## DATA FOR ANALYSIS
PR #5, opened 2026-04-18
specs: 002 — flow tracking model

r12f:
## Summary

Adds `specs/002-flow-tracking-model.md`, the spec for the flow-tracker
abstraction that sits between the packet parser (Spec 003) and the OTLP
exporter (Spec 006).

Highlights:

- **Tracker model** — a tracker is `(name, ordered field list, max_keys, eviction_policy)`,
  immutable for its lifetime. Keys are the tuple of field values in declared order;
  buckets are per-(tracker, key).
- **v1 field set (L3, inner only)** — `src_ip`, `dst_ip` (both stored as 16 B with
  IPv4 mapped to v6 for layout uniformity), `ip_proto`, `dscp`. Fixed-width
  canonical key encoding capped at 64 B per tracker so v2 L4 fields fit without
  revisiting the cap.
- **Config schema** — static file at backend start, TOML canonical with YAML accepted;
  all-or-nothing validation on load/reload, full rule list documented (§5.3).
- **CRUD API surface** consumed by `infmon-cli flow {add,rm,list,show}` with
  synchronous semantics, atomic swap against the data plane, and a small closed
  error set. `add` does not replace by name on purpose — `rm` then `add` is the only
  mutation path, which preserves the immutability promise the exporter's label set
  depends on.
- **Eviction (v1)** — a single policy, `lru_drop`: drop the LRU bucket, insert
  the new key, bump `infmon_tracker_evictions_total`. Drop-on-failure surfaces
  via a separate `_drops_total{reason}` counter. Rationale for drop-not-flush
  is in §6.1.
- **Observability** — five per-tracker metrics exported via Spec 006, enough for
  an operator to size `max_keys` against observed cardinality.
- **Future extension hooks** (non-normative) for L4 fields, RoCEv2 BTH/AETH
  fields, additional eviction policies, and per-tracker sampling. Dynamic field
  add/reorder is explicitly out of scope and the rationale is recorded.

## Verification

Spec-only PR; no code/tests touched. Reviewed for internal consistency with the
cross-referenced specs (000 system overview, 001 CI, 003 parser, 004 backend,
006 OTLP, 007 CLI).

Closes DPU-8.

### DIFF
--- a/specs/002-flow-tracking-model.md
+++ b/specs/002-flow-tracking-model.md
@@ -288,7 +288,7 @@ spec defines only the operations and their semantics.
   fields, the total `max_keys` budget in rule 6 — are reported up
   front), then issues `add` calls one at a time. Each `add` also
   re-checks the running budget, so the same `budget_exceeded` error
-  (§7.2) can be produced by a CLI `flow add` that would push the
+  (§7.2) can be produced by a CLI `flow-rule add` that would push the
   cumulative `max_keys` past rule 6's limit. This means file-order does
   **not** affect whether a valid file loads, but it does affect the
   order of error reporting if the validator is bypassed (e.g. a future
@@ -304,7 +304,7 @@ A small, closed set:
   reason.
 - `budget_exceeded` — would exceed the backend's total `max_keys`
   budget (§5.3 rule 6). Returned both at config-file load and from a
-  CLI `flow add` whose `max_keys` would push the cumulative total past
+  CLI `flow-rule add` whose `max_keys` would push the cumulative total past
   the budget; runtime `add` therefore enforces the same invariant as
   the file validator and operators cannot silently overcommit between
   reloads.
--- a/specs/002-flow-tracking-model.md
+++ b/specs/002-flow-tracking-model.md
@@ -2,21 +2,13 @@
 
 ## Version history
 
-| Version | Date       | Author      | Changes        |
-| ------- | ---------- | ----------- | -------------- |
-| 0.1     | 2026-04-18 | r12f        | Initial draft. |
-| 0.2     | 2026-04-18 | r12f        | Rename tracker->flow-rule, bucket->flow. |
-| 0.3     | 2026-04-18 | r12f        | Add `mirror_src_ip` to v1 field set as the only outer-header field allowed in a flow-rule key. |
-| 0.4     | 2026-04-18 | r12f        | Address PR #5 review: tighten `name` regex to ≥ 2 chars and motivate 31-char cap; `max_keys` positive (not non-negative); spell out DSCP extraction as `(tos>>2)&0x3F`; promote 64-byte cap to MUST and cross-reference §5.3; document LRU recency on insert and tie-breaking; clarify `show` returns `last_seen_ns` (max across resident flows); spell out file-load vs per-`add` budget enforcement; remove `budget_exceeded_runtime` drop reason for v1 (single-threaded CRUD); note TOML/YAML singular/plural is syntactic only. |
-| 0.5     | 2026-04-18 | r12f       | Add §2.4 mental-model section (one flow-rule generates one flow per distinct key tuple); align CLI examples with the `flow-rule` / `flow` verb split (Spec 007); rename `infmon_tracker_*` metrics to `infmon_flow_rule_*` (and `_buckets`→`_flows`, `bucket_count`→`flow_count`); promote `mirror_src_ip` to part of the recommended default flow-rule (still opt-in for custom flow-rules). |
-| 0.6     | 2026-04-18 | r12f       | Add `mirror_src_ip` canonical encoding to §4; fix `token-flow` rename artifact in §9.4 → `token-bucket`. |
+| Version | Date       | Author       | Changes |
+| ------- | ---------- | ------------ | ------- |
+| 0.1     | 2026-04-18 | Riff (r12f)  | Initial draft of the flow-rule data model and lifecycle. Establishes flow-rule (matcher) vs flow (one per distinct key tuple), `mirror_src_ip` as the only outer-header field allowed in a key, name regex / `max_keys` / 64-byte caps, LRU recency on insert, file-load vs per-`add` budget enforcement, drop-reason set, `infmon_flow_rule_*` metric names, and §2.4 mental-model section. CLI examples align with the `flow-rule` / `flow` verb split (Spec 007). |
 
-Parent epic: DPU-4 (EPIC: InFMon — flow telemetry service on BF-3)
-Depends on: 000-overview (system overview), 003-erspan-and-packet-parsing
-           (defines the parsed inner-packet record this spec keys off of)
-Related: 004-backend-architecture (consumes this model in the VPP plugin),
-         007-cli (exposes the flow-rule CRUD as `flow-rule {add,rm,list,show}`
-         and live flow inspection as `flow {list,show}`)
+- **Parent epic:** `DPU-4` (EPIC: InFMon — flow telemetry service on BF-3)
+- **Depends on:** [`000-overview`](000-overview.md), [`003-erspan-and-packet-parsing`](003-erspan-and-packet-parsing.md)
+- **Related:** [`004-backend-architecture`](004-backend-architecture.md), [`007-cli`](007-cli.md)
 
 ## 1. Purpose
 
--- a/specs/002-flow-tracking-model.md
+++ b/specs/002-flow-tracking-model.md
@@ -5,6 +5,7 @@
 | Version | Date       | Author      | Changes        |
 | ------- | ---------- | ----------- | -------------- |
 | 0.1     | 2026-04-18 | bf3 (agent) | Initial draft. |
+| 0.2     | 2026-04-18 | bf3 (agent) | Rename `tracker` → `flow-rule`, `bucket` → `flow`. |
 
 Tracking issue: DPU-8 (project InFMon)
 Parent epic: DPU-4 (EPIC: InFMon — flow telemetry service on BF-3)
@@ -15,24 +16,24 @@ Related: 004-backend-architecture (consumes this model in the VPP plugin),
 
 ## 1. Purpose
 
-Define the data model and lifecycle of a **flow tracker** in InFMon: the
+Define the data model and lifecycle of a **flow flow-rule** in InFMon: the
 named, configurable thing that turns parsed inner-packet records into
-counter buckets. The flow tracker is the single seam between
+counter flows. The flow flow-rule is the single seam between
 *"what the wire just gave us"* (Spec 003) and
 *"what we export"* (Spec 006, OTLP).
 
-A v1 deployment will typically run with a handful of trackers (≤ 16) and
-millions of keys per tracker; this spec sets the contract that lets us
+A v1 deployment will typically run with a handful of flow-rules (≤ 16) and
+millions of keys per flow-rule; this spec sets the contract that lets us
 keep that bounded and predictable.
 
 ## 2. Concepts
 
-### 2.1 Tracker
+### 2.1 Flow-rule
 
-A **tracker** is:
+A **flow-rule** is:
 
 ```
-tracker := (name, ordered_field_list, max_keys, eviction_policy)
+flow-rule := (name, ordered_field_list, max_keys, eviction_policy)
 ```
 
 - **name** — short identifier, `^[a-z0-9][a-z0-9_-]{0,30}$`. Used in
@@ -40,32 +41,32 @@ tracker := (name, ordered_field_list, max_keys, eviction_policy)
 - **ordered_field_list** — non-empty, ordered tuple of fields drawn from
   the v1 field set (§3). Order is significant: it defines the byte
   layout of the key (§4) and therefore the hash. Reordering produces a
-  different tracker even with the same field set.
+  different flow-rule even with the same field set.
 - **max_keys** — non-negative integer; upper bound on the number of
-  distinct keys held simultaneously for this tracker. Required.
+  distinct keys held simultaneously for this flow-rule. Required.
 - **eviction_policy** — what to do when a new key arrives at a full
-  tracker. v1 supports a single policy (§6); the field exists so future
+  flow-rule. v1 supports a single policy (§6); the field exists so future
   policies can be added without a config break.
 
-A tracker is *static* in v1: its field list and max_keys are fixed at
-configuration time. CRUD operations replace the whole tracker; partial
+A flow-rule is *static* in v1: its field list and max_keys are fixed at
+configuration time. CRUD operations replace the whole flow-rule; partial
 mutation (e.g. add a field) is explicitly out of scope to keep the key
-layout immutable for the lifetime of any one tracker.
+layout immutable for the lifetime of any one flow-rule.
 
 ### 2.2 Key
 
-A **key** is the concrete value emitted by a packet for a given tracker:
-the tuple of field values, in the tracker's declared order. Two packets
+A **key** is the concrete value emitted by a packet for a given flow-rule:
+the tuple of field values, in the flow-rule's declared order. Two packets
 produce the same key iff every listed field is bytewise equal after the
 canonicalisation rules in §4.
 
-### 2.3 Bucket
+### 2.3 Flow
 
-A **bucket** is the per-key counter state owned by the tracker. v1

## TASK ITEM
Could you restate word for word the lines above from the one containing "## Verification" through the one containing "fields, the total", both included, and nothing else?

## RESPONSE TO THIS EXERCISE
## Verification

Spec-only PR; no code/tests touched. Reviewed for internal consistency with the
cross-referenced specs (000 system overview, 001 CI, 003 parser, 004 backend,
006 OTLP, 007 CLI).

Closes DPU-8.

### DIFF
--- a/specs/002-flow-tracking-model.md
+++ b/specs/002-flow-tracking-model.md
@@ -288,7 +288,7 @@ spec defines only the operations and their semantics.
   fields, the total `max_keys` budget in rule 6 — are reported up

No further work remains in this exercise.